Depois de se tornar fornecedora da família real britânica, a empresa
cresceu ainda mais e se tornou a principal referência em matéria
de cerveja no continente europeu.
Em
1951, durante uma caçada , o então diretor do Grupo Guinness, Sir
Hugh Beaver, envolveu-se em uma discussão sobre o fato a tarambola
dourada ser ou não a ave de caça mais veloz da Europa.
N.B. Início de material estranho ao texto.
PR #1923, opened 2024-05-24
Trigger `lowerMinimumInviteAndKickLevels` before setting a user as `Moderator`

ratik21:
### What does this do?

Executes `lowerMinimumInviteAndKickLevels` before setting a user as `Mod` in a room. This is just to "make sure" that all groups have the correct permissions set, for a `Mod` to perform `{ invite, kick }` actions. 

For example, if a room is created via android/iOS, and we don't have the right `power_levels` set for a room in that case, then this should handle it (since we're explicitly correcting the room's power_levels as soon as we set a moderator).

### DIFF
--- a/src/lib/chat/matrix-client.ts
+++ b/src/lib/chat/matrix-client.ts
@@ -191,7 +191,7 @@ export class MatrixClient implements IChatClient {
         }
 
         // just to be safe, above we check if the user is the creator of the room
-        // but also check if this users has a power level of 100,
+        // but we also check if *this* user has a power level of 100,
         // otherwise sendStateEvent will fail
         const users = powerLevelsContent.users || {};
         if (users[this.userId] !== PowerLevels.Owner) {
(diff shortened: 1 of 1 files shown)


src/lib/chat/matrix-client.ts
```diff
@@ -736,6 +736,8 @@ export class MatrixClient implements IChatClient {
 
   async setUserAsModerator(roomId: string, user): Promise<void> {
     await this.waitForConnection();
+
+    this.lowerMinimumInviteAndKickLevels([this.matrix.getRoom(roomId)]);
```
dalefukami, line 740: Needs an `await`? or, are we just assuming it'll eventually catch up and nobody will really notice?

ratik21: > are we just assuming it'll eventually catch up and nobody will really notice?

yeah i mean we don't process that event, & since this is a separate event from `"setUserAsMod"`, didn't feel like this call should be `awaited`. any reason why this should be `awaited`?

dalefukami: The only reason I can think if is what I just asked. If we don't care if the user thinks it work but it isn't done then there's no need to await.

Eg: what if the user sets someone as a mod and then closes the browser prior to the "lower..." finishing? Does it actually complete or does it somehow cancel without finishing? If there's a chance it doesn't finish then the user will _think_ they've done what they wanted but it didn't actually do it.

PR #2004, opened 2024-06-11
feat(reply-card): render media if media is present in parent message

domw30:
### What does this do?
- updates reply card to display media (image) if media url is present.
- message is optional to ensure a reply can contain media only.

- to reply to media messages.

### How do I test this?
- run tests as usual.
- this is not yet wired up to allow replying to media messages so you will not be able to test this yet by running the UI. However, you may enable 'Reply' menu item on the message menu if you'd like to test this (as per below).

#### Things to consider:
  1. Does this change any APIs?

Demo

Uploading imagereply.mov…

### DIFF
--- a/src/components/message-input/index.tsx
+++ b/src/components/message-input/index.tsx
@@ -275,6 +275,8 @@ export class MessageInput extends React.Component<Properties, State> {
               senderIsCurrentUser={this.props.replyIsCurrentUser}
               senderFirstName={reply?.sender?.firstName}
               senderLastName={reply?.sender?.lastName}
+              mediaUrl={reply?.media?.url}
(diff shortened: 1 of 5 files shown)


src/components/chat-view-container/chat-view.test.tsx
```diff
@@ -288,13 +288,14 @@ describe('ChatView', () => {
     });
 
     it('returns the formatted date for the same year', () => {
-      const currentYearDate = moment('2024-06-11'); // Example date within the same year
+      // setting the date here is not ideal as at some point this will fail
+      const currentYearDate = moment('2024-12-11'); // Example date within the same year
```
domw30, line 292: This needs to be improved (follow up)

PR #2020, opened 2024-06-17
chore: upgrade typescript `^4.1.6` -> `^5.0.4`

colbr:
### What does this do?

- Upgrades `typescript` to `^5.0.4`
- Adds `--legacy-peer-deps` to install commands in Github Actions
- Manually add `@emotion/react` as a dependency since it won't be automatically installed (because of `--legacy-peer-deps`)

`wagmi`/`viem` require `typescript` `>=5.0.4`

----

I believe this is working because...

✅ Tests are passing
✅ Build is successful
✅ All Github Actions are working
✅ No new Typescript errors/warnings

Please let me know if there's anything more we should be considering.


colbr:
Ok, so tests aren't working in CI. We will have to alter the scripts so `--legacy-peer-deps` is enabled. I'll change this to a draft PR and remove reviewers until they're fixed!

colbr:
One thing to consider...

Now that we're installing with `--legacy-peer-deps`, it's possible for more unmet peer dependencies to sneak into the codebase. Should we add a CI script to let us know whenever we add another package with unmet peer dependencies?

.github/workflows/production.yml
```diff
@@ -33,7 +33,7 @@ jobs:
 
       - run: echo '//npm.pkg.github.com/:_authToken=${{secrets.GITHUB_TOKEN}}' >> .npmrc
 
-      - run: npm install
+      - run: npm install --legacy-peer-deps
```
ratik21, line 36: could you explain why we need `--legacy..` here? Is it because there are other deps which need to upgraded as well, to actually remove this flag?

ratik21:
> Ok, so tests aren't working in CI. We will have to alter the scripts so `--legacy-peer-deps` is enabled. I'll change this to a draft PR and remove reviewers until they're fixed!

What's the main reason? Are they working locally? Can we update the actions/workflow to actually run the jobs w/ the upgraded typescript version?

.github/workflows/production.yml
colbr: `react-scripts`/`craco` require Typescript 4, so we have to use `--legacy-peer-deps` to install Typescript 5. Unfortunately there's no version of `react-scripts`/`craco` which use Typescript 5

colbr:
> > Ok, so tests aren't working in CI. We will have to alter the scripts so `--legacy-peer-deps` is enabled. I'll change this to a draft PR and remove reviewers until they're fixed!
> 
> What's the main reason? Are they working locally? Can we update the actions/workflow to actually run the jobs w/ the upgraded typescript version?

Mentioned in the comment above, but `react-scripts`/`craco` require Typescript 4. If you pull this branch locally, delete your `node_modules`, and run `npm i` you'll get a peer dependency error.

See the output here:
https://github.com/zer0-os/zOS/actions/runs/9556506335/job/26341905689

ratik21 (approved):

PR #2918, opened 2025-04-10
Fix avatar change message when joining a channel

RickyRoller:
### What does this do?

When joining a channel you have no `previousContent`, so it's always going to display an avatar change message.
Now checking for `previousContent` as well

### DIFF
--- a/src/lib/chat/matrix/chat-message.ts
+++ b/src/lib/chat/matrix/chat-message.ts
@@ -179,7 +179,7 @@ function getRoomReactionAdminData(content, sender) {
 }
 
 function getRoomMemberAdminData(content, targetUserId, previousContent?) {
-  if (previousContent && previousContent?.avatar_url !== content.avatar_url) {
+  if (previousContent?.avatar_url && previousContent?.avatar_url !== content.avatar_url) {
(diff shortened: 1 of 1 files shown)


src/lib/chat/matrix/chat-message.ts
```diff
@@ -179,7 +179,7 @@ function getRoomReactionAdminData(content, sender) {
 }
 
 function getRoomMemberAdminData(content, targetUserId, previousContent?) {
-  if (previousContent?.avatar_url !== content.avatar_url) {
+  if (previousContent?.avatar_url && previousContent?.avatar_url !== content.avatar_url) {
```
ratik21, line 182: why not add an empty check for `content.avatar_url` also? Well, i guess you can't do that from our UI 🤔

ratik21 (approved):

ratik21:
BDW, @RickyRoller I do get these often when i am "creating a new conversation" (and not just adding members to a group)
image

Is this related to this PR as well?

RickyRoller:
> BDW, @RickyRoller I do get these often when i am "creating a new conversation" (and not just adding members to a group) image
> 
> Is this related to this PR as well?

No, doesn't look like it.
This is what I see on creating a new conversation
Screenshot 2025-04-11 at 7 31 32 AM

PR #2986, opened 2025-04-29
Fix: First pass on strict null checks

RickyRoller:
### What does this do?
This is my first pass on enabling `strictNullChecks` in TypeScript.
There are still another 117 files that need to be updated before we can turn this on

With this flag turned off, we're completely ignoring null values. In this example, the function clearly states that it's return type is `Room | null` but TypeScript isn't checking that and says the value is `Room`. This means we have landmines all throughout the codebase where we think things are valid when they could be null.

Screenshot 2025-04-29 at 8 47 15 AM
Screenshot 2025-04-29 at 8 47 22 AM

It also allows you to null anything and it won't throw any errors.
For example, it doesn't see any issues with this code
Screenshot 2025-04-29 at 8 51 51 AM


src/components/messenger/list/utils/utils.tsx
```diff
@@ -1,18 +1,5 @@
-import { monthsSince, fromNow } from '../../../../lib/date';
 import { User } from '../../../../store/channels';
 
-export function lastSeenText(user): string {
```
RickyRoller, line 4: unused function

RickyRoller:
I'll revisit this and clean up the merge conflicts when I get some time next week

PR #2995, opened 2025-05-01
Overhaul message data flow from Matrix to Redux

RickyRoller:
### What does this do?
Moves the logic for updating optimistic messages from the timeline event over to the local echo update event.
In the process of fixing optimistic messages I noticed that we had a handful of race conditions that could break messages in the chat feed. After digging into it I landed on breaking the message flows into 4 distinct operations

**Update active channel messages on new message:**
Matrix message event -> Current active channel -> Sync room messages with channel

**Update messages on viewing channel:**
Open channel -> initial messages not loaded -> fetch messages
Open channel -> initial messages loaded -> sync room messages with channel

**Update channel last message:**
Matrix message event -> update channels last message
Sliding sync event -> update channels last message
Finish decrypting messages with recovery key -> update channels last message

**Optimistic message updating:**
Matrix local echo event -> Update optimistic version of message with full message object

In general, this changes the flow of redux manipulation to be more of a pull data flow instead of a push data flow.
Matrix events don't modify the redux store directly, they instead trigger sagas that sync with Matrix to get the latest data.
This removes issues from race conditions, removes reliance on the accuracy of the data in the event, and allows batching/debouncing since we don't need the data from the event.
It also ensures our data accuracy since we're not relying on events to populate redux

The timeline event was flakey on when it would fire so we were still seeing issues with optimistic messages updating to full message objects.

We had issues with race conditions due to multiple matrix events all triggering updates on the same data structures even though they had different functionality and accuracy.
For instance, new messages don't have the context of whether they've been edited since the edit event is a separate event. So if we replace a message in the chat view with a message from a matrix event, it won't have the context of the timeline and will remove/reset valuable fields.

### How do I test this?
Send a message and make sure you can edit it and send a reaction to it shortly after.
Receive messages and see last message update in the channel list
Receiving new message in the active channel should appear
When visiting a channel you should see the latest messages
Scrolling up in a channel should fetch the next set of messages


src/components/message/index.tsx
RickyRoller, line 1: Just adding useCallbacks to prevent extra renders

src/lib/chat/matrix/matrix-adapter.ts
```diff
@@ -15,6 +15,7 @@ export class MatrixAdapter {
     const createdAt = Matrix.client.getRoomCreatedAt(room);
     const labels = Object.keys(room.tags || {});
     const [admins, mods] = Matrix.client.getRoomAdminsAndMods(room);
+    const isSocialChannel = Matrix.client.getRoomGroupType(room) === 'social';
```
RickyRoller, line 18: Fix social channel flag not being present on initial sync

PR #3030, opened 2025-05-12
Fix: Optimize re-renders for messenger list

RickyRoller:
### What does this do?
Refactors the messenger list and it's sub-components to better structure redux data flow and to optimize for re-renders.

Small updates to a single prop in a redux object case every component to re-render.

### How do I test this?
Using the react-scan browser extension, make a change to a channel and check the updates in the list
| Before | After|
|---|---|
|  |  |

### Key decisions and Risk Assessment:
All tests have been re-written in RTL + vitest. This is because the shallow testing method has quite a lot of drawbacks and in general isn't very compatible with function components.
The tests were the largest re-write of all of this, so I'd appreciate any thoughts on how they're done.


domw30 (approved):
Nice work, lgtm!

PR #3044, opened 2025-05-16
Refactor messenger components to optimize for re-renders

RickyRoller:
### What does this do?
Refactors the main messenger / chat view components to optimize them for re-rendering.
Since we normalize data, I've added new selectors for handling converting the normalized data as needed. The current methods for denormalizing everything in one pass causes a new reference to be created on every render, which means we can't optimize the components.
All of these hooks have been added to a store/hooks folder

Any changes to any channel cause the current messenger components to be re-rendered.

### How do I test this?
Test out all of the regular messenger functionality, everything should work as expected.


src/components/message/index.tsx
```diff
@@ -375,7 +375,7 @@ export const Message: React.FC<Properties> = ({
   const renderBody = () => {
     return (
       <div {...cn('block-body')}>
-        {media?.body && (
```
RickyRoller, line 378: Fix for showing file names as the message body

PR #3046, opened 2025-05-19
Fix: New conversation state syncing

RickyRoller:
### What does this do?
3 Separate issues in here:
- Properly update state in redux for newly created conversations
  - Regular Matrix event handlers don't trigger for new conversations, so I've added state syncing to the sliding sync events to make sure we update the member list and the messages for these new conversations.
- Fix inviter conversation creation for new users
- Fix opening existing 1:1 conversation if it exists

The member list wasn't fully synced from Matrix to Redux when creating a new conversation.
The messages for the room weren't fully synced from Matrix to redux when creating a new conversation.
`any` TypeScript was hiding an issue with checking for existing 1:1
Welcome conversation wasn't using the updated method for loading user data and putting it in Redux

### How do I test this?
Create a new conversation, you should see all of the members in the side panel and you should see all of the "member was added to conversation" messages.
When trying to create a 1:1 with someone you already have a conversation with, it should open that conversation instead.
When creating a new user, they should have a newly created conversation with the person who invited them

### DIFF
--- a/src/lib/chat/matrix-client.ts
+++ b/src/lib/chat/matrix-client.ts
@@ -203,7 +203,9 @@ export class MatrixClient {
       return {
         otherMembers,
         memberHistory,
-        totalMembers: room.getInvitedAndJoinedMemberCount(),
+        // Even if a member leaves they stay in the member list so this will provide the correct count
+        // for determining if a conversation is 1 on 1
+        totalMembers: room.getMembers().length,
       };
     }
   }


src/lib/chat/matrix-client.ts
```diff
@@ -203,7 +203,9 @@ export class MatrixClient {
       return {
         otherMembers,
         memberHistory,
-        totalMembers: room.getInvitedAndJoinedMemberCount(),
+        // Even if a member leaves they stay in the member list so this will provide the correct count
+        // for determining if a conversation is 1 on 1
+        totalMembers: room.getMembers().length,
```
RickyRoller, line 208: This was a regression when implementing sliding sync. I've moved back to the old logic and added the comment from the old logic as well

src/store/registration/saga.test.ts
```diff
@@ -508,33 +507,30 @@ describe('authorizeAndCreateWeb3Account', () => {
...
+    initialState.withUsers(inviter);
 
-    await subject(createWelcomeConversation, 'new-user-id', { id: 'inviter-id', matrixId: 'inviter-matrix-id' })
-      .provide([[call(getZEROUsersAPI, ['inviter-matrix-id']), [{ userId: 'inviter-id', firstName: 'The inviter' }]]])
-      .withReducer(rootReducer, initialState.build())
-      .call(createConversation, ['inviter-id'], '', null)
-      .run();
-  });
-
-  it('stores the inviter in state', async () => {
```
RickyRoller, line 525: Removing this test as this is no longer responsible for adding user to Redux. That's handled by getUserByMatrixId and that has it's own tests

Novamente, em 1954, surgiu uma dúvida semelhante envolvendo duas
outras espécies de aves. Homem de grande visão, ocorreu, então,
a Sir Hugh, que numerosas dúvidas e disputas parecidas deveriam
ser discutidas todas as noites, nos pubs (bares da Inglaterra) e
que um livro que respondesse a essas questões seria um enorme sucesso.
Sir
Hugh designou para ao trabalho os gêmeos Norris e Ross MacWhirter,
que foram os primeiros editores do The Guinness Book of Records.
Após um ano de intensas pesquisas, a edição foi finalizada em 27
de agosto de 1955, contando com 198 páginas.
O
livro logo tornou-se um best-seller. Desde então, já vendeu cerca
de 80 milhões de cópias em 40 diferentes países e em 37 línguas
diferentes.
O
livro relata os feitos mais incríveis já realizados pelo homem,
assim como os fatos mais curiosos e excêntricos.